The save function is used for serializing a model. The function receives as argument the output of the train function, that is the model object. The model object is then serialized to two files:

A .json file which stores the architecture of the neural network.
A .params file which stores the parameters of the neural network.

def save(net, model_dir):
    y = net(mx.sym.var("data"))
    y.save("{}/model.json".format(model_dir))
    net.collect_params().save("{}/model.params".format(model_dir))

After this function gets executed, the serialized model gets packed into an artifact and then uploaded to Amazon S3.

The Amazon SageMaker script file should now look similar to this gist (opens in a new tab).

Initialising Training

Back to the Jupyter notebook, we will start training. We create an Amazon SageMaker estimator, and we configure some parameters. First, we provide the filename of the training script. Next, we need the role for execution, which you should be able to get automatically if running on the notebook instance. We will use a single GPU (more expensive) machine to do the training. We will train for 5 epochs and use batches of 64 samples. Lastly, training will execute in a Python 3 environment.
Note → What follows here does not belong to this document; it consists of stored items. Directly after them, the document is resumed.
PR #97, opened 2026-07-27
Fix efficient-detail crash on keyframe-less ranges; silence Windows perms warning

sainbayare-net:
Two Windows-reproducible bugs found while installing the skill fresh on Windows 11 (Python 3.12, ffmpeg 8.1.1, yt-dlp 2026.07.04), plus the test-helper fix needed to see them.

## 1. `--detail efficient` aborts when a range contains no keyframes

```
$ python watch.py video.mp4 --detail efficient --start 12 --end 18
ffmpeg keyframe extraction failed: ... Could not open encoder before EOF
... Nothing was written into output file ... Conversion failed!
```

`extract_keyframes` raises on any non-zero ffmpeg exit. But when `-skip_frame nokey` selects nothing in the window, ffmpeg does **not** exit 0 with no output — it fails at mjpeg encoder init with *"No filtered frames for output stream"*. So the `len(candidates) < KEYFRAME_MIN` uniform fallback twelve lines below is unreachable in the zero-keyframe case, which is exactly the case it was written for.

This is easy to hit: encoders space keyframes seconds apart, so any short `--start/--end` window can land between two of them. `balanced` handles the identical window correctly (falls back to uniform), so the two modes disagree on the same input.

Fixed by treating an empty result as zero candidates and letting it flow into the existing fallback. A non-zero exit that *did* produce frames still raises, so genuine mid-run failures aren't swallowed, and a real decode failure still surfaces via the fallback's own ffmpeg call.

Before / after on the same command:

| | frames | exit |
|---|---|---|
| before | — | 1 (`Conversion failed!`) |
| after | 12 (uniform) | 0 |

The 12 frames match what `balanced` returns for that window.

## 2. `chmod 600` warning fires on every invocation on Windows

```
[watch] WARNING: C:\Users\...\.config\watch\.env is readable by other users.
Run: chmod 600 C:\Users\...\.config\watch\.env
```

Windows synthesizes `st_mode` as `0o666` regardless of the actual ACL, so `mode & 0o044` always matches. The warning cannot be dismissed (`chmod` isn't a Windows command, and `Path.chmod` there only toggles the read-only bit), and it prints on *every* `setup.py` call including `--check`.

That also breaks `test_keyless_completed_setup_proceeds_silently`, which asserts `--check` writes nothing to stderr.

Made the check POSIX-only. Access on Windows is governed by the user-profile ACL.

## 3. Test helper is blind to Windows paths

`_frame_lines()` in `tests/test_watch.py` matched only `/frames/frame_`, counting zero against the report's native backslash paths. Worth flagging that this cut both ways — `assert _frame_lines(out) == 1` would have passed vacuously if the real count had ever been zero.

## Verification

| | before | after |
|---|---|---|
| `pytest -q` (Windows) | 3 failed, 68 passed | **72 passed** |

Added `test_keyframe_fallback_when_range_has_no_keyframes`, which reproduces bug 1 on the repo's existing synthesized `static_clip` fixture — no network, no new fixtures. Confirmed non-vacuous: stashing the `frames.py` change makes it fail with the exact `SystemExit`.

**Caveat on coverage:** I only ran the suite on Windows 11. Bug 1 is platform-independent by nature — it's ffmpeg's behavior on an empty filter output, not Windows' — and the new test uses the existing fixture, so it should reproduce anywhere. But I haven't verified on macOS or Linux, and bugs 2 and 3 are Windows-only by construction. Worth a CI run before merging.

I left `CHANGELOG.md` alone since there's no `[Unreleased]` section — happy to add an entry wherever you'd prefer it.

Note: `hooks/scripts/check-setup.sh` has the same permissions blind spot as bug 2, but it's bash-only so I left it out of scope.


frinsen:
Thanks @sainbayare-net — this is in the community fork [frinsen/claude-video](https://github.com/frinsen/claude-video) (main, after [v0.3.0](https://github.com/frinsen/claude-video/releases/tag/v0.3.0)): merged (the frames half: a `--start/--end` window with no keyframe now falls back to uniform sampling instead of aborting). The Windows-permission half landed via #206.

PR #111, opened 2026-08-02
Fix three Windows-only defects: unclearable permission warning (x2) and POSIX-only frame assertions

iiiiins:
On Windows the test suite fails 3 of 71 on a clean checkout of `main`. Two root causes, three fixes.

## 1. The world-readable warning can never be cleared on Windows

`_check_file_permissions` reads `path.stat().st_mode`. On Windows CPython synthesizes that from the read-only attribute rather than reading the ACL, so every file reports group and other as readable and `mode & 0o044` is always true. The warning fires on **every** `/watch` invocation, and the remediation it prints does not help: `chmod` on Windows only toggles read-only, so `chmod 600` cannot clear the bits it is complaining about.

A warning that is a false positive 100% of the time on a platform is worse than no warning, because it trains people to scroll past the real one. This skips the check where `st_mode` carries no signal. Access on Windows is governed by NTFS ACLs on the user profile.

Verified against a real config file. Before:

```
[watch] WARNING: C:\Users\...\.config\watch\.env is readable by other users. Run: chmod 600 ...
```

After: silent, exit 0.

The function had no tests in either direction, so I added three: the warning still fires on a world-readable file under `posix`, stays silent at `0o600`, and is skipped under `nt`. Reverting only the `setup.py` change fails the `nt` case and passes the two `posix` cases, so the coverage does distinguish the fix from simply deleting the warning.

## 2. The same check exists a second time, in the SessionStart hook

`hooks/scripts/check-setup.sh` has its own copy using `stat -c '%a'`. Same root cause under Git Bash and Cygwin, and this is the copy users actually see, because it prints on every session start rather than only when `/watch` runs. On a Windows machine the banner reads:

```
/watch: WARNING — /c/Users/.../.config/watch/.env has permissions 644 (should be 600).
  Fix: chmod 600 /c/Users/.../.config/watch/.env
/watch: ready.
```

Gated on `$OSTYPE`. Verified both directions: silent under `msys`, and still warns on a 644 file with `OSTYPE` forced to `linux-gnu`.

## 3. `_frame_lines` counts zero on Windows

The helper matches the literal `"/frames/frame_"`, but the report prints native paths, so on Windows every line reads `...\frames\frame_0001.jpg` and the count is 0 regardless of what the extractor produced. `test_dedup_collapses_static_by_default` and `test_no_dedup_preserves_static_frames` fail for this reason alone.

Extraction itself is correct: the same static clip run directly yields 6 frames with the expected timestamps and `reason=uniform` tags. Normalizing separators before matching is the whole fix.

## Result

71 passed → 74 passed on Windows 11 / Python 3.13. No behavior change on macOS or Linux: both `posix` branches are untouched and now have coverage they lacked.

## One thing I did not change

`check-setup.sh:53` tells the user to run `python3 .../setup.py` when ffmpeg or yt-dlp is missing. On Windows `python3` is commonly a Microsoft Store stub that exits 49 without running anything, so that hint is dead on the machines most likely to need it. Left alone because picking the right interpreter is a broader call than this PR, but flagging it.


iiiiins:
Closing this — opened without the account owner's informed sign-off. The three Windows issues described are real and reproducible if you want to pick them up independently; nothing here needs to come from me.

PR #112, opened 2026-08-03
Add a local whisper.cpp backend for offline transcription

Diterex:
This adds a third transcription backend that runs fully on the local machine using whisper.cpp. No API key is needed and audio never leaves the computer.

## What it does

* New `WHISPER_CPP_BIN` and `WHISPER_CPP_MODEL` settings in the env file point at a `whisper-cli` executable and a ggml model file.
* `--whisper local` forces the local backend. With no flag the order stays the same as today, Groq first, then OpenAI, and now local as the last resort.
* When a cloud backend fails during a run and a local install is configured, the script retries locally so the user still gets a transcript.
* The setup preflight counts a configured local backend as ready, so keyless local users are not nagged.
* Docs updated in SKILL.md and the env template.

## Why

Some users cannot or do not want to send audio to a cloud API. Whisper is open source, so a local path gives the skill a zero key and zero cost mode. Existing cloud behavior is unchanged when a key is set.

## Testing

* Verified on Windows 10 with whisper.cpp v1.9.1 and the small English model. A real caption free video came back with a correct timestamped transcript tagged `whisper (local)`.
* The repo test suite gives the same results on this branch as on an unpatched checkout of main. 68 tests pass either way. The 3 that fail on both are environment related on my machine and are untouched by this change.


reddynitish:
Independently landed the same idea (local `whisper.cpp` fallback, same trigger condition — no captions, no cloud key) on a personal checkout and wanted to leave a real-world data point here rather than open a duplicate PR.

**Setup:** `brew install whisper-cpp` + `ggml-base.en.bin`, on an M4 Mac.

**Test:** an Instagram Reel with no native captions and no `GROQ_API_KEY`/`OPENAI_API_KEY` set. Ran `/watch` with zero flags.

**Result:** it auto-detected the missing cloud key, dropped to local `whisper-cli`, and transcribed a 66s clip in **1.8s** wall clock (Metal-accelerated). Output was clean — correct punctuation and capitalization out of the box with `base.en`, no priming prompt needed (see the note on #137 below).

One thing this PR's write-up doesn't mention that's worth folding in if you pick this up: #137 found that `whisper-cli`'s **timestamped** output can come out lowercase/unpunctuated on some models (they tested `large-v3` q5_0) unless primed with `--prompt "The following transcript uses standard punctuation and capitalization."`. I didn't reproduce that with `base.en` — properly punctuated by default — so it may be model-specific, but worth a defensive `--prompt` regardless since it's a no-cost flag per their testing.

Also worth noting: `whisper-cli --help` lists `mp3` as a directly supported input format (alongside wav/flac/ogg), so the existing `extract_audio()` → mp3 path can likely be reused as-is for the local backend without adding a separate wav-extraction step — that's what worked in my testing, contrary to the assumption in #137 that only wav is accepted.

Happy to share my diff if it's useful for comparison — mine's structured similarly (backend auto-falls-back to local when no cloud key is found, `--whisper local` to force it), just wanted to add confirmation this approach is solid and cheap to land.

PR #118, opened 2026-08-06
fix(windows): permission warning, console encoding, and two test-suite bugs

stickersfxlab:
Four Windows fixes found while running `/watch` v0.2.0 on Windows 11 (Git Bash, Python 3.14, ffmpeg 8.1, yt-dlp 2026.07.04).

On that platform the suite is **68 passed, 3 failed** before these commits and **71 passed** after. The temp-directory fix is not Windows-specific.

### 1. `.env` permission warning that cannot be satisfied

`_check_file_permissions` tests `st_mode & 0o044`, and `check-setup.sh` tests `stat -c %a != 600`. On Windows neither can ever pass:

- CPython synthesises `st_mode` from the read-only attribute alone; the group/other bits are always set regardless of the file's ACL.
- Under Git Bash on NTFS, `stat -c %a` returns `644` for any user file no matter what `chmod` did.

So both fired on every run and pointed at `chmod 600`, which cannot clear those bits. Restricting the file is an `icacls /inheritance:r /grant:r "%USERNAME%:F"` operation neither check can observe. Skipped on Windows; macOS and Linux behaviour is unchanged.

This is what breaks `test_keyless_completed_setup_proceeds_silently`, which asserts a silent `--check`.

### 2. Console encoding

Python still encodes stdout with the locale codepage on Windows (cp1252 here) while the agent harness reading it decodes UTF-8, so the `…` in the progress lines and the `—` in the report arrive mangled:

```
[watch] extracting scene-aware frames over full 6.0s (target 12, cap 100)?
_Work dir: `C:\...\watch-8e8lm9tp` ? delete when done._
```

`reconfigure(encoding="utf-8")` in all six scripts — SKILL.md invokes each one directly and each has a `__main__` block, so any of them can be the process writing to stdout. Full rationale is in `watch.py`; the other five carry a one-line reference.

### 3. `_frame_lines` counted zero frames on Windows

The helper matched `"/frames/frame_"`, but the report prints paths with the host separator, so every line reads `…\frames\frame_0001.jpg`. Both dedup assertions failed while dedup itself was working correctly — verified by hand on a 6 s static clip: `1 selected from 12 candidates … 11 near-duplicates dropped`, exactly what the test expects.

### 4. The suite leaks working directories

Every `watch.py` run without `--out-dir` calls `tempfile.mkdtemp()` and leaves the directory behind by design — the agent reads the frames from it and cleans up afterwards. The suite has no agent, so a full run strewed 12 `watch-*` directories through the real `TMPDIR` / `%TEMP%`. An autouse fixture points `TMPDIR`/`TEMP`/`TMP` at pytest's `tmp_path`, which already owns cleanup. Affects every platform.

### Verification

```
71 passed in 7.76s          # and 0 watch-* directories left behind
```

Also exercised end to end on Windows after the changes: a YouTube URL in `--detail transcript` mode (captions only, no video download, 6 transcript segments) and a local clip in the default `balanced` mode.


yejoopapa:
Confirming item 2 on a Korean-locale Windows install, where it is not cosmetic — it is fatal.

`watch.py` dies at the report print:

```
UnicodeEncodeError: 'cp949' codec can't encode character '—' in position 82: illegal multibyte sequence
```

The difference is codec coverage of the characters the report actually contains:

| char | cp1252 | cp949 |
|---|---|---|
| U+2014 EM DASH | `0x97` | **unmapped** |
| U+2015 HORIZONTAL BAR | unmapped | `0xa1aa` |
| U+2026 HORIZONTAL ELLIPSIS | `0x85` | `0xa1a6` |

CP949 inherits EUC-KR's punctuation block, which carries U+2015 HORIZONTAL BAR where cp1252 carries U+2014 EM DASH. So a Western Windows sees a mangled dash and continues; a Korean Windows raises and exits 1. The `…` in the progress lines survives on both — only the em-dash is fatal.

What makes this worse than the mangling suggests: the em-dashes are in the long-video warning and in the closing work-dir line, both of which print **after** the download, frame extraction and transcript parsing have already completed. The run does all the expensive work and then discards the entire report at the last step. Exit code is 1, so the caller sees a failure with no output at all.

Minimal repro on a cp949 console, no video needed:

```
$ python -c "print('a — b')"
UnicodeEncodeError: 'cp949' codec can't encode character '—' in position 2
$ echo $?
1
```

Verified end to end on a 14:53 Korean video (`--sub-langs` covering `ko`):

- before: exit 1, no report, 80 extracted frames orphaned on disk
- with `reconfigure(encoding="utf-8")` as in this PR: exit 0, report intact, no `PYTHONIOENCODING` needed

+1 on merging. Happy to add a regression test asserting the report survives a non-UTF-8 stdout if that would be useful.

PR #119, opened 2026-08-06
fix(windows): read .env in the encodings Windows actually writes

stickersfxlab:
All four `.env` readers in the package read the file as strict UTF-8. On Windows that is the one encoding the platform's own tools do *not* write by default, and the failure is worse than it looks: `UnicodeDecodeError` subclasses `ValueError`, **not** `OSError`, so it sails straight through the `except OSError` guard that was there to make config reading non-fatal.

Independent of #118 — this branch is cut from `main` and touches no line those commits touch.

### Four ways it breaks, measured on PowerShell 5.1.26100 / Windows 11

| How the file got written | Bytes | Result |
|---|---|---|
| `... \| Out-File .env` (PowerShell's default) | UTF-16LE + BOM | `UnicodeDecodeError` — crash |
| `Set-Content .env "# configuración"` | ANSI code page (cp1252) | `UnicodeDecodeError` — crash |
| UTF-16LE, no BOM | NUL-interleaved | decodes to junk, **every key silently vanishes** |
| Notepad, "UTF-8 with BOM" | `EF BB BF` prefix | first key becomes `﻿GROQ_API_KEY`, **silently ignored** |

Two crash and two lose the key without a word. This matters because `SKILL.md` instructs the agent to write `WATCH_DETAIL` and the API keys into this file, and an agent on Windows reaching for a shell redirect gets UTF-16 by default.

Concrete symptom for the silent pair: with a UTF-16LE+BOM `.env` that **did** contain a valid `GROQ_API_KEY`, `hooks/scripts/check-setup.sh` printed

```
/watch: ready for videos with native captions. Add GROQ_API_KEY (preferred) or OPENAI_API_KEY to ~/.config/watch/.env to unlock Whisper fallback.
```

— asking for a key that was already there, on every session, forever.

### The fix

`config.decode_env_bytes()` sniffs the BOM, falls back to UTF-16LE when an otherwise-ASCII file has interleaved NULs (a real `.env` never contains a NUL byte), and as a last resort decodes with `errors="replace"`, which cannot raise. ASCII keys and API keys survive a legacy code page intact; only the offending bytes become U+FFFD, with one line to stderr. Platform-neutral: nothing is gated on `sys.platform`.

**The site that actually matters is not `config.py`.** It is `setup.py:_read_env_key`, the preflight that runs on *every* `/watch` invocation — it crashed before `config.py` was ever consulted. So all three Python readers now share the one decoder rather than each doing its own `read_text`:

- `config.py:read_env_file` — the settings reader
- `setup.py:_read_env_key` — the preflight, and `_write_setup_complete`, which now also normalises the file back to UTF-8 on write so it stops being a hazard for everyone else
- `whisper.py:load_api_key._from_dotenv` — the API-key reader

The bash reader can't import Python, so `check-setup.sh` strips NULs and BOMs with `tr -d` before `awk`. Note the pipe forces dropping `awk`'s filename argument: with the file still named, `awk` re-reads the raw bytes and ignores the cleaned stream.

### Verification

```
main:            68 passed, 3 failed     # the 3 are the pre-existing Windows failures fixed by #118
this branch:     84 passed, 3 failed     # +16 new tests, all green
on top of #118:  87 passed
```

16 new tests, each verified to fail without its fix: a 6-way encoding parametrisation over `read_env_file`, a 4-way parametrisation over the `setup.py` preflight (`--check` exit 0 and `--json` reporting the right key/detail), a 4-way parametrisation over `whisper.load_api_key`, plus one asserting undecodable bytes never raise and one asserting an unreadable file still falls back to defaults.

The bash hook is not covered by pytest and was checked by hand: against the UTF-16LE+BOM `.env` above it now exits 0 in silence.


frinsen:
Thanks @stickersfxlab — this is in the community fork [frinsen/claude-video](https://github.com/frinsen/claude-video) (main, after [v0.3.0](https://github.com/frinsen/claude-video/releases/tag/v0.3.0)): adapted — `decode_env_bytes` (UTF-16 ± BOM, UTF-8 BOM, ANSI fallback with a warning) sits behind the single `.env` parser that #232 introduced, with four of your cases as tests.

PR #127, opened 2026-08-10
Fix YouTube returning nothing: retry with the android player client (SABR)

caleb436:
## Problem

YouTube forces SABR streaming on yt-dlp's `default` / `web` / `tv` / `ios` player clients. When it does, `/watch` returns **nothing at all** — the caption fetch and the media download both fail, so there is no transcript and no frames to fall back on.

On a video with manual English captions, both `fetch_captions()` and `download_url()` failed with:

```
ERROR: [youtube] <id>: The page needs to be reloaded.
```

and `download_url()` then raised `yt-dlp did not produce a video file`.

Because it takes out captions *and* media, a Whisper API key does not help either — there is no audio to transcribe.

## Measurement

The `android` player client bypasses SABR. I tested six clients against the same failing video, downloading a 3-second section of the same format string the script uses:

| player client | result |
|---|---|
| **`android`** | **OK** |
| `tv_embedded` | FAIL — "YouTube is no longer supported in this application or device" |
| `ios` | FAIL — requested format is not available |
| `mweb` | FAIL — requested format is not available |
| `web_safari` | FAIL — requested format is not available |
| default | FAIL — `HTTP Error 403: Forbidden` |

## Change

`fetch_captions()` and `download_url()` now try the **default client first**, and fall back to `android` only when the attempt produced nothing.

Default-first is deliberate: it selects better formats whenever SABR is not being forced, so this costs nothing on videos that already work. The two clients are never merged into a single run — with `youtube:player_client=default,android` the format picker re-selects the broken default formats and 403s again, so the retry has to be its own invocation.

Two supporting fixes, without which the fallback cannot fire:

- **`_pick_video()` rejects files under 1KB.** A 403 can leave a stub behind, and the previous check accepted any matching filename as a successful download — the retry would never trigger.
- **`_clear_media()` removes media and `.part` files before retrying.** Otherwise yt-dlp finds the previous attempt's output and reports it as already downloaded. It deliberately leaves `.info.json` and `.vtt` in place.

Both paths are gated on `is_youtube(url)`, so no other site pays for a second attempt.

## Testing

- `python3 -m py_compile` clean.
- Verified end to end on the failing video: 3 caption files, a 14MB `.mp4`, and frames extracted — where the same URL previously produced nothing.
- No behaviour change for non-YouTube URLs (the retry is unreachable for them) or for YouTube URLs where the default client already succeeds (the retry only runs when the first attempt produced nothing).

Happy to adjust the naming or split the `_pick_video` / `_clear_media` fixes into their own commit if you would prefer them separate.


frinsen:
Thanks @caleb436 — this is in the community fork [frinsen/claude-video](https://github.com/frinsen/claude-video) (main, after [v0.3.0](https://github.com/frinsen/claude-video/releases/tag/v0.3.0)): adapted — `android` is now in the media-fetch client fallbacks (`mweb`, `tv`, `web_embedded`, `android`), tried only when the default client is refused with 403/429/bot-check.

PR #131, opened 2026-08-11
Fix frames from a stale download when --out-dir is reused

NerdyHank:
## The problem

Reusing `--out-dir` across two different URLs returns the frames of the **first** video for the second run, while every text field in the report correctly describes the second one.

```bash
python3 skills/watch/scripts/watch.py "https://www.youtube.com/watch?v=AAAAAAAAAAA" --out-dir /tmp/w
python3 skills/watch/scripts/watch.py "https://www.youtube.com/watch?v=BBBBBBBBBBB" --out-dir /tmp/w   # frames are still A
```

`download/video.mp4` from the first run is still there, so yt-dlp reports `has already been downloaded` and skips fetching — but it *does* rewrite `video.info.json` and the subtitles. Title, uploader and transcript therefore come from B while ffmpeg extracts frames from A's media file.

This is nastier than a normal cache bug because the run looks entirely successful. Nothing in the report is wrong except the images, and the images are the part a model consumes without a human ever looking at them. We hit it through a downstream skill that reuses one working directory: it produced a finished, illustrated document in which every screenshot came from an unrelated video.

`Duration` is the one field that gives it away — it is probed from the media file, not taken from the provider metadata — but you only notice if you happen to know how long the video should be.

## The fix

Three independent guards, so neither the cache nor the caller can set the trap:

**1. One cache directory per source.** Downloads land in `download/<source_key>/` instead of a shared `download/`. Re-running the same URL still hits the same directory, so `--out-dir` keeps working as a cache; a different URL structurally cannot inherit another's media. Both `download_url()` and `fetch_captions()` resolve the same directory, so the captions pass and the video pass never disagree on location.

`source_key()` canonicalises the URL first:

| URL | key |
|---|---|
| `watch?v=X` | `youtube:X` |
| `watch?v=X&t=90s` | `youtube:X` |
| `youtu.be/X?si=…` | `youtube:X` |
| `shorts/X` | `youtube:X` |

Only positional/referrer params (`t`, `si`, `list`, …) are dropped. On unknown hosts every meaningful query parameter is kept, so two distinct videos can never collapse into one entry — worst case is a redundant re-download, never a wrong one.

**2. Cross-check after every fetch.** `_duration_mismatch()` measures the media with ffprobe and compares it against the duration in `video.info.json`, tolerance `max(8s, 3%)`. On disagreement the directory is discarded and fetched once more from scratch; if it still disagrees, a loud warning instead of quietly wrong frames.

**3. Transcript-vs-media check.** Captions cannot run past the end of their own video. If the last cue is more than 30s beyond the media duration, the report gets a `STOP — mismatched sources` banner, placed inline where the frame list is read.

Also adds `--fresh` to discard a cached download on demand.

## Tests

Nine tests in `tests/test_download.py`, no network — canonicalisation across URL spellings, distinct keys for distinct videos, no false merge on unknown hosts, two URLs not sharing a directory, captions and download agreeing on one directory, `--fresh`, and the duration detector in both directions including a missing `info.json`.

```
80 passed in 2.74s
```

## Verification

End-to-end against this branch — two different videos through one `--out-dir`:

```
Run 1  DIY Anemometer …          15:15 (915.3s)
Run 2  Master the NEW Gemini …   20:45 (1245.4s)   # same --out-dir

download/267bf458946a/video.mp4   915.334000
download/90958a4fdb49/video.mp4  1245.434000
```

Before the change, run 2 reported the second title with the first video's frames. Now both the metadata and a frame read out of run 2 show the correct video.

Also checked by hand: cache hit via a different URL spelling of the same source (no re-download, no third directory), a foreign file planted inside the correct cache directory (detected, discarded, re-fetched), and the local-file path.

No new dependencies — ffprobe was already required.

Rebased onto current `main` (0.2.0 package layout); the guards cover the `fetch_captions()` path introduced there as well.


NerdyHank:
Withdrawing this — not pursuing it upstream. Leaving the analysis here in case it's useful to anyone hitting the same thing: reusing --out-dir across two different URLs lets the second run inherit the first video's media, because yt-dlp skips the download but still rewrites info.json and the subtitles. The report then reads correct while every frame is from the other video.

PR #136, opened 2026-08-12
fix(setup): preflight must read cwd/.env like whisper.py does

gqbeerman:
## The bug

`whisper.load_api_key` searches, in order:

1. `$GROQ_API_KEY` / `$OPENAI_API_KEY`
2. `~/.config/watch/.env`
3. `cwd/.env`

`setup._read_env_key` stops at the first two.

So a key kept in a project-local `.env` — which is where a lot of us keep per-project credentials — transcribes perfectly, while `setup.py --check` prints `setup incomplete (no Whisper API key ...)` on **every single run** and `--json` reports `status: "needs_key"`. The remedy it suggests, running setup to add a key, can't help: the key is already there and already working.

I hit this vendoring `watch` into a project whose `.env` sits at the repo root. Transcription worked on the first try; preflight insisted it wasn't configured.

## The fix

`_read_env_key` walks the same paths in the same order as `whisper.py`. Two side effects of the old early `return` also go away:

- an empty `GROQ_API_KEY=` in `~/.config/watch/.env` no longer masks a real key in `cwd/.env`
- an unreadable file is skipped rather than aborting the whole search

Precedence is unchanged otherwise: env var wins, then config file, then cwd — and backend preference (Groq before OpenAI) still dominates file location, since each key name is searched across all paths before the next name is tried.

## Tests

Three added, **each one fails before this change**:

- `test_key_in_project_dotenv_is_ready` — the reported bug
- `test_empty_config_value_falls_through_to_project_dotenv` — the masking case
- `test_backend_preference_beats_file_location` — pins the existing semantics so this doesn't regress

The `_run` helper gains a `cwd` parameter so the working directory can be controlled.

```
74 passed   (71 on main)
```

Thanks for the skill — the frame extraction and the dedup pass in particular are doing real work for me.


frinsen:
Thanks @gqbeerman — this is in the community fork [frinsen/claude-video](https://github.com/frinsen/claude-video) (main, after [v0.3.0](https://github.com/frinsen/claude-video/releases/tag/v0.3.0)): adapted — `setup.py`'s preflight now uses the same config → `./.env` search order as `whisper.py`, via the shared `read_env_value`.

PR #147, opened 2026-08-16
Use a sidecar .vtt as the transcript for local video files

JMAL1988:
## Problem

`download.resolve_local()` returns `subtitle_path: None` unconditionally, so a local video file can only get a transcript via the Whisper API path in `whisper.py` (Groq or OpenAI). With no key in `~/.config/watch/.env`, `/watch ./clip.mp4` is frames-only — no spoken content, ever.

estimator = sagemaker.mxnet.MXNet("object-counting-sagemaker-script.py",
          role=sagemaker.get_execution_role(),
          train_instance_count=1,
          train_instance_type="ml.p2.xlarge",
          hyperparameters={"epochs": 5},
          py_version="py3")

We now trigger the training execution and wait for about 10 minutes. The input to the fit function is the S3 path where the train and validation data was uploaded. This information is used automatically by the framework for making the data available on the training machine.

estimator.fit(inputs)

The notebook outputs some information, but it gets interesting towards the last part. Here is a sample:

Epoch :0 loss: 56.1768 perf_test: 0.20 perf_val: 0.21
Epoch :1 loss: 0.7820 perf_test: 0.61 perf_val: 0.59
Epoch :2 loss: 0.1410 perf_test: 0.90 perf_val: 0.87
Epoch :3 loss: 0.1065 perf_test: 0.89 perf_val: 0.90
Epoch :4 loss: 0.0920 perf_test: 0.88 perf_val: 0.86
===== Job Complete =====
Billable seconds: 324

This shows us how training performs. Also, you can see how I was billed for 324 seconds, which is about 5 minutes, so approximately 10 cents. The cool thing is that I paid for using GPU power in an optimized fashion. I have not used the GPU for data processing which I already did, and it also has not idled.

At this point, there should be an artifact on S3 containing the serialized model.

Amazon SageMaker Script - Part II - Deployment

It is now time to put our model to good use by creating a real-life application endpoint that can be queried online. The way deployment works is that a new machine is launched which acts as a REST endpoint. The API it exposes can then be used to make inferences. The endpoint machine has a copy of the artifact generated when training. It uses the Amazon SageMaker script to load the embedded model.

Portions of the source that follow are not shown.